■ **YOUR INSTRUCTIONS**: How many lines below hold "utrechtproeftuin"? Answer with only the number.

Saved data entries

PR #45, opened 2020-03-11
add IsAboveAge task

annashamray:


src/bptl/work_units/brp/tasks.py
```diff
@@ -0,0 +1,39 @@
...
+
+from .client import get_client_class
+
+__all__ = ["IsAboveAge"]
+
+
+@register
+class IsAboveAge(WorkUnit):
+    """
+    Fetches BRP API and return flag if a certain person is older above a certain age
```
joeribekker: This help text gets picked up by the UI right? In that case, I think we should also mention here it's "equal or above".

```suggestion
    Fetches BRP API and returns whether a person is exactly, or older than, a certain age.
```

src/bptl/work_units/zgw/tasks.py
```diff
@@ -264,6 +264,7 @@ class RelatePand(ZGWWorkUnit):
     **Required process variables**
 
     * ``zaakUrl``: URL reference to a ZAAK in a Zaken API. The PANDen are related to this.
+    * ``panden``: list of URL references to PANDen in BAG API.
```
joeribekker: Left over from elsewhere?

annashamray: It is a task from Utrecht hackathon. I just spotted that it lacks a description for one of variables

Issue #58, opened 2020-05-18
Rework the on-behalf-of credentials system


sergei-maertens:
Current issues:

- tokens are included in the process variables, where they can be read by anyone with access to the process instance
- tokens expire after an hour (for ZGW at least), so if the process crashes and is retried past that, the tokens need to be updated with valid ones
- each work unit needs to be connected with the relevant services _and_ aliases need to be set. These aliases need to be communicated out of band to the applications setting the variables. This is bound to go wrong

Current direction of solution:

1. Application *currently* handling the process sets a variable: `getCredentialsUrl`.
    This should be a URL that is impossible to guess, and ideally be based around a hash of some attribute that changes when accessed/when credentials have been obtained -> we want to prevent replay attacks. Possibly BPTL itself needs to be authorized to the application URL out of band with a static token.
2. Whenever BPTL needs credentials, it makes a POST request:
    
    ```http
    POST /${getCredentialsUrl} HTTP/1.1

    {"api": "https://example.com/api/v1/"}
    ```

    The application replies with the relevant headers required, e.g.:

    ```json
    {"header": "Authorization", "value": "Bearer <some-jwt>", "api": "https://example.com/api/v1/"}
    ```
3. BPTL uses those credentials to make the required API calls
4. Whenever other applications take over for the process, they can set their own `getCredentialsUrl` process variable to indicate that their credentials should now be used (relevant for audit logs!).

This solves:
- no need to use aliases
- having the URL as process variable is not enough for a replay attack
- "refreshing" credentials becomes straight-forward, as they are retrieved when they are needed (and generated on the server if relevant)
- each unit knows which services it needs. BPTL can still configure which particular service to use for a topic if there are multiple services providing the same functionality but with different storage.

PR #61, opened 2020-07-13
Valid sign integration

SilviaAmAm:


src/bptl/work_units/valid_sign/tasks.py
```diff
@@ -0,0 +1,264 @@
...
+
+    def create_package(self) -> dict:
+        """
+        Creates a ValidSign package with the name specified by the process variables and adds the signers to it.
+        """
+        logger.debug("Creating ValidSign package")
+
+        variables = self.task.get_variables()
+        signers = self.format_signers(variables.get("signers"))
+        package_name = variables.get("package_name")
```
sergei-maertens, line 122: if the variable has to be present, use `check_variable` instead: see https://business-process-task-library.readthedocs.io/en/latest/work_units.html#variable-extraction

src/bptl/work_units/valid_sign/tasks.py
```diff
@@ -0,0 +1,264 @@
...
+
+        url = f"{settings.VALIDSIGN_ROOT_URL}api/packages"
```
sergei-maertens, line 124: should not use settings

src/bptl/work_units/valid_sign/tasks.py
```diff
@@ -0,0 +1,264 @@
...
+
+        body = {
+            "name": package_name,
+            "type": "PACKAGE",
+            "roles": signers,
+        }
+
+        response = requests.post(url, headers=self._auth_header, data=json.dumps(body))
```
sergei-maertens, line 132: zgw consumers client abstracts this away, but even with barebones requests you should do:

```suggestion
        response = requests.post(url, headers=self._auth_header, json=body)
```

src/bptl/work_units/valid_sign/tasks.py
```diff
@@ -0,0 +1,264 @@
...
+        response.raise_for_status()
+        package = response.json()
+
+        return package
+
+    def add_documents_to_package(self, package: dict) -> List[dict]:
+        """
+        Adds documents to the specified package and returns a list with the information about each document returned by
```
sergei-maertens, line 140: Docstring PEP257

src/bptl/work_units/valid_sign/tasks.py
```diff
@@ -0,0 +1,264 @@
...
+        ValidSign.
+        """
+
+        logger.debug(f"Adding documents to ValidSign package '{package.get('id')}'")
```
sergei-maertens, line 144: Logging call/interpolation issue as above

src/bptl/work_units/valid_sign/tasks.py
```diff
@@ -0,0 +1,264 @@
...
+
+        documents = self._get_documents_from_api()
+
+        post_url = (
+            f"{settings.VALIDSIGN_ROOT_URL}api/packages/{package.get('id')}/documents"
```
sergei-maertens, line 149: should not use settings

src/bptl/work_units/valid_sign/tasks.py
```diff
@@ -0,0 +1,264 @@
...
+        # to the request, but then not sure how to specify the filename yet...
+        # files = [("files[]", content) for name, content in documents]
+
+        attached_documents = []
+        for doc_name, doc_content in documents:
+            payload = {"payload": f'{{"name": "{doc_name}"}}'}
+            file = [("file", doc_content)]
+            response = requests.post(
+                post_url, headers=self._auth_header, files=file, data=payload
+            )
```
sergei-maertens, line 162: I don't trust the input here - a `doc_name` with value ` fo"o` will break the JSON (add a test for this!)

```suggestion
            payload = {"name": doc_name}
            post_data = {"payload": json.dumps(payload)}
            file = [("file", doc_content)]
            response = requests.post(
                post_url, headers=self._auth_header, files=file, data=post_data
            )
```

src/bptl/work_units/valid_sign/tasks.py
```diff
@@ -0,0 +1,264 @@
...
+            response.raise_for_status()
+            attached_documents.append(response.json())
+
+        return attached_documents
+
+    def create_approval_for_documents(self, package: dict, documents: List[dict]):
+        """
+        Creates an approval (a placeholder for where a signature will go) in the
```
sergei-maertens, line 170: PEP257 :)

src/bptl/work_units/valid_sign/tasks.py
```diff
@@ -0,0 +1,264 @@
...
+        specified documents for all signers.
+
+        According to https://apidocs.validsign.nl/validsign_integrator_guide.pdf the anchor extraction cannot be used
+        with the API call to create an approval. So, the position has to be provided. If no ``top``, ``left``,
+        ``width`` and ``height`` are given, then an 'acceptance button' appears under the document.
+        """
+
+        logger.debug(
+            f"Creating approvals for documents in ValidSign package '{package.get('id')}'"
```
sergei-maertens, line 179: Log-call format, see earlier

src/bptl/work_units/valid_sign/tasks.py
```diff
@@ -0,0 +1,264 @@
...
+        signers = self._get_signers_from_package(package)
+
+        # Settings for the size and the place of the signature field in the document
+        signature_width = 150
+        signature_height = 50
+        left_offset = 0
+
+        # For all the documents, create an approval for each signer
+        for document in documents:
+            approval_url = f"{settings.VALIDSIGN_ROOT_URL}api/packages/{package.get('id')}/documents/{document.get('id')}/approvals"
```
sergei-maertens, line 191: - shouldn't use settings
- shouldn't use the `.get` form

src/bptl/work_units/valid_sign/tasks.py
```diff
@@ -0,0 +1,264 @@
...
+                        "top": counter * signature_height,
+                        "left": left_offset,
+                        "width": signature_width,
+                        "height": signature_height,
+                        "page": 0,
+                        "type": "SIGNATURE",
+                        "subtype": "FULLNAME",
+                    }
+                ]
+                data = {"role": f"{signer.get('id')}", "fields": approval_settings}
```
sergei-maertens, line 205:
```suggestion
                data = {"role": f"{signer['id']}", "fields": approval_settings}
```

src/bptl/work_units/valid_sign/tasks.py
```diff
@@ -0,0 +1,264 @@
...
+                response = requests.post(
+                    approval_url, data=json.dumps(data), headers=self._auth_header
```
sergei-maertens, line 207:
```suggestion
                    approval_url, json=data, headers=self._auth_header
```

src/bptl/work_units/valid_sign/tasks.py
```diff
@@ -0,0 +1,264 @@
...
+                )
+                response.raise_for_status()
+
+    def send_package(self, package: dict):
+        """
+        Changes the status of a package to "SENT". This automatically sends an email to all the signers with a
```
sergei-maertens, line 213: PEP 257

src/bptl/work_units/valid_sign/tasks.py
```diff
@@ -0,0 +1,264 @@
...
+        link where they can sign the documents.
+        """
+        logger.debug(f"Setting the status of package '{package.get('id')}' to SENT")
```
sergei-maertens, line 216: logger formatting, `.get` call

src/bptl/work_units/valid_sign/tasks.py
```diff
@@ -0,0 +1,264 @@
...
+        url = f"{settings.VALIDSIGN_ROOT_URL}api/packages/{package.get('id')}"
```
sergei-maertens, line 217: shouldn't use settings but a zgw-consumers client

src/bptl/work_units/valid_sign/tasks.py
```diff
@@ -0,0 +1,264 @@
...
+        body = {"status": "SENT"}
+        response = requests.put(url, headers=self._auth_header, data=json.dumps(body))
```
sergei-maertens, line 219:
```suggestion
        response = requests.put(url, headers=self._auth_header, json=body)
```

src/bptl/work_units/valid_sign/tasks.py
```diff
@@ -0,0 +1,264 @@
...
+        response.raise_for_status()
+
+    def perform(self) -> dict:
+        package = self.create_package()
+        documents = self.add_documents_to_package(package)
+        self.create_approval_for_documents(package, documents)
+        self.send_package(package)
+
+        return {"package_id": package.get("id")}
```
sergei-maertens, line 228:
```suggestion
        return {"packageId": package["id"]}
```

src/bptl/work_units/valid_sign/tasks.py
```diff
@@ -0,0 +1,264 @@
...
+
+
+class ValidSignReminderTask(WorkUnit):
+    """
+    Takes a ValidSign package ID and the email address of a signer and sends an email-reminder to the signer providing a
+    link to where the documents can be signed.
+
+    **Required process variables**
+
+    * ``package_id``: string with the ValidSign Id of a package
```
sergei-maertens, line 238:
```suggestion
    * ``packageId``: string with the ValidSign Id of a package
```

src/bptl/work_units/valid_sign/tasks.py
```diff
@@ -0,0 +1,283 @@
...
+    _documents_client = None
+
+    def get_documents_client(self, topic_name: str) -> ZGWClient:
+        if self._documents_client is None:
+            default_services = TaskMapping.objects.get(
+                topic_name=topic_name
+            ).defaultservice_set.select_related("service")
+            services_by_alias = {svc.alias: svc.service for svc in default_services}
+
+            alias = "DocumentenAPI"
```
sergei-maertens, line 79: We typically use `drc` for this alias.

```suggestion
            alias = "drc"
```

src/bptl/work_units/valid_sign/tasks.py
```diff
@@ -0,0 +1,283 @@
...
+        return [{"type": "SIGNER", "signers": [signer]} for signer in signers]
+
+    def _get_documents_from_api(self) -> List[Tuple[str, bytes]]:
+        """Retrieve the documents and their content from the Documenten API."""
+
+        logger.debug("Retrieving documents from Documenten API")
+
+        variables = self.task.get_variables()
+        document_urls = check_variable(variables, "documents")
+        document_client = self.get_documents_client(topic_name="CreateValidSignPackage")
```
sergei-maertens, line 98: hard-coded topic name is not going to work - the topic name is dynamic and specified when you create `TaskMapping` objects. You can retrieve it from `self.task` though.

src/bptl/work_units/valid_sign/tasks.py
```diff
@@ -0,0 +1,283 @@
...
+
+        documents = []
+        for document_url in document_urls:
+            # Retrieving the document
+            document_data = document_client.retrieve(
+                resource="enkelvoudiginformatieobject", url=document_url,
+            )
```
sergei-maertens, line 105: This is going to be a rough one - it's not unrealistic that multiple Documents API's are used, for example:
- https://drc.utrechtproeftuin.nl/api/v1/
- https://alfresco.utrechtproeftuin.nl/drc/api/v1/
- https://openzaak.utrechtproeftuin.nl/documenten/api/v1/

Each of those have different credentials. The client should be constructed from `document_url` rather than using a static configured client.

It's a complex situation, especially w/r to #58 in mind - the JWT's have to be fed into the process from the initial applications.

What you _can_ assume is:

- each DRC service is connected to the task mapping (`TaskMapping` and `DefaultService`) with an alias, e.g. `drc1`, `drc2`...
- the process variable `services` contains the JWT's - see how the `zgw` work units do this

Then, you can:

1. for every default service for the task mapping
    1. build the client
2. find the best match within the default services (check if URL starts with `client.api_root`)
3. use that client and use the credentials from the `services` variable

This can be abstracted away properly in zgw-consumers, looking at https://github.com/maykinmedia/zgw-consumers/blob/master/zgw_consumers/query.py#L10 by turning this manager method into a queryset method and filtering the services based on the task default services.

src/bptl/work_units/valid_sign/tasks.py
```diff
@@ -0,0 +1,283 @@
...
+
+            # Retrieving the content of the document
+            # Need use requests directly instead of `document_client.request()` since the response is not in JSON format
+            response = requests.get(
+                document_data["inhoud"], headers=document_client.auth.credentials(),
+            )
+
+            documents.append((document_data["titel"], response.content))
```
sergei-maertens, line 113: I am curious what will happen if there are many large files being kept in memory - that's probably going to OOM-kill the container.

We should probably have a treshold of maximum filesize, and above that file size write a temporary file (see https://docs.djangoproject.com/en/3.0/ref/files/uploads/#django.core.files.uploadedfile.TemporaryUploadedFile) and read the file again when we send to ValidSign.

Additionally, there should probably be a global limit (like if you have 1000 docs each 1 MB, that's still 1GB in memory!).

src/bptl/work_units/valid_sign/tasks.py
```diff
@@ -0,0 +1,283 @@
...
+
+        return documents
+
+    def _get_signers_from_package(self, package: dict) -> List[dict]:
+        """Retrieve all the roles from a ValidSign package and return those that are signers."""
+
+        logger.debug("Retrieving the roles from validSign package '%s'", package["id"])
+
+        response = self.get_validsign_client(
+            topic_name="CreateValidSignPackage"
```
sergei-maertens, line 123: topic name should be derive from `self.task`

src/bptl/work_units/valid_sign/tasks.py
```diff
@@ -0,0 +1,283 @@
...
+        )
+
+        documents = self._get_documents_from_api()
+
+        # Multiple files can be added in one request by passing the following 'files' parameter
+        # to the request, but then not sure how to specify the filename yet...
+        # files = [("files[]", content) for name, content in documents]
+
+        validsign_client = self.get_validsign_client(
+            topic_name="CreateValidSignPackage"
```
sergei-maertens, line 200: hardcoded topic name is not ok :)

src/bptl/work_units/valid_sign/tasks.py
SilviaAmAm: Updated!

src/bptl/work_units/valid_sign/tasks.py
SilviaAmAm: Updated!

src/bptl/work_units/valid_sign/tasks.py
SilviaAmAm: Updated

src/bptl/work_units/valid_sign/tasks.py
SilviaAmAm: Updated :)

src/bptl/conf/base.py
```diff
@@ -418,3 +419,9 @@
         "Token": {"type": "apiKey", "name": "Authorization", "in": "header"}
     },
 }
+
+# ValidSign Documents settings
+# The maximum size (in Mb) that all the documents combined can have
+MAX_TOT_DOCUMENT_SIZE = os.getenv("MAX_TOT_DOCUMENT_SIZE", 2000)
```
sergei-maertens, line 425: 2000 Mb is _a lot_ - that requires that your process is allowed to use 2GB of memory. I'd change that to about 250 Mb instead.

src/bptl/work_units/valid_sign/tasks.py
```diff
@@ -0,0 +1,382 @@
...
+            # the maximum size, write the file content to a temporary file
+            if (
+                document_size > settings.MAX_DOCUMENT_SIZE
+                or (current_total_documents_size + document_size)
+                > settings.MAX_TOT_DOCUMENT_SIZE
+            ):
+                tmp_file_object = TemporaryUploadedFile(
+                    name=f"{document_data['titel']}-{get_random_string(length=5)}.tempfile",
+                    content_type="application/octet-stream",
+                    size=sys.getsizeof(response.content),
```
sergei-maertens, line 197: accessing `response.content` causes the entire document to be loaded into memory and is precisely what we don't want to do to prevent out-of-memory errors.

■ **OUTPUT FOR THIS TASK**: 3